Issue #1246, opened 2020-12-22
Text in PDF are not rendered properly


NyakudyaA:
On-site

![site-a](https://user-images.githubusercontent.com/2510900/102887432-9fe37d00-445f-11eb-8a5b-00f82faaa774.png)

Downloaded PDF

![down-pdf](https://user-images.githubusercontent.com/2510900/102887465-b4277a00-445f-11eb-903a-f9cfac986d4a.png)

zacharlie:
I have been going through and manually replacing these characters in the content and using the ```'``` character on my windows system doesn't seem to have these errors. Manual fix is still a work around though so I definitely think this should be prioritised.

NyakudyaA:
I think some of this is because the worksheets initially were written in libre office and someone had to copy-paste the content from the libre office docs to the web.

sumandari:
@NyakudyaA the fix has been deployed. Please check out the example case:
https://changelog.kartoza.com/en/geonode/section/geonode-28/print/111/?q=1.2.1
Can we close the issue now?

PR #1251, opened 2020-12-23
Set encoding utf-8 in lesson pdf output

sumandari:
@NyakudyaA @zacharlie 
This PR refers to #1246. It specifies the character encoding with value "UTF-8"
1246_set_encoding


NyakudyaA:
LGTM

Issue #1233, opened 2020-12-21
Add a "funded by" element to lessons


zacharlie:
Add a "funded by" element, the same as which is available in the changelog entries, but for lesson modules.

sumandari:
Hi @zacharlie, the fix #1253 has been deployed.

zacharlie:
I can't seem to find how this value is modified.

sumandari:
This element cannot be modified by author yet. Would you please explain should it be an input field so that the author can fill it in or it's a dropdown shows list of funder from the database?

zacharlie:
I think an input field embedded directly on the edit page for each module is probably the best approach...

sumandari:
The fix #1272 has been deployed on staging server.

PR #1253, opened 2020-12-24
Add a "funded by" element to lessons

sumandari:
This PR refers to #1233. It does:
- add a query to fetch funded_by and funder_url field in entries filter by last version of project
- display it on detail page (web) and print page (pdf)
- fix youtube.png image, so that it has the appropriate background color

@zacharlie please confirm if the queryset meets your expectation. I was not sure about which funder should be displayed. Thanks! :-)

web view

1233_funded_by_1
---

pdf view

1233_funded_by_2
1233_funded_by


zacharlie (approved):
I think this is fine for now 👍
# # #
Work to complete —
Your answer should hold every line of the entries that contains the string "changelog".

Result of this task —
https://changelog.kartoza.com/en/geonode/section/geonode-28/print/111/?q=1.2.1
Add a "funded by" element, the same as which is available in the changelog entries, but for lesson modules.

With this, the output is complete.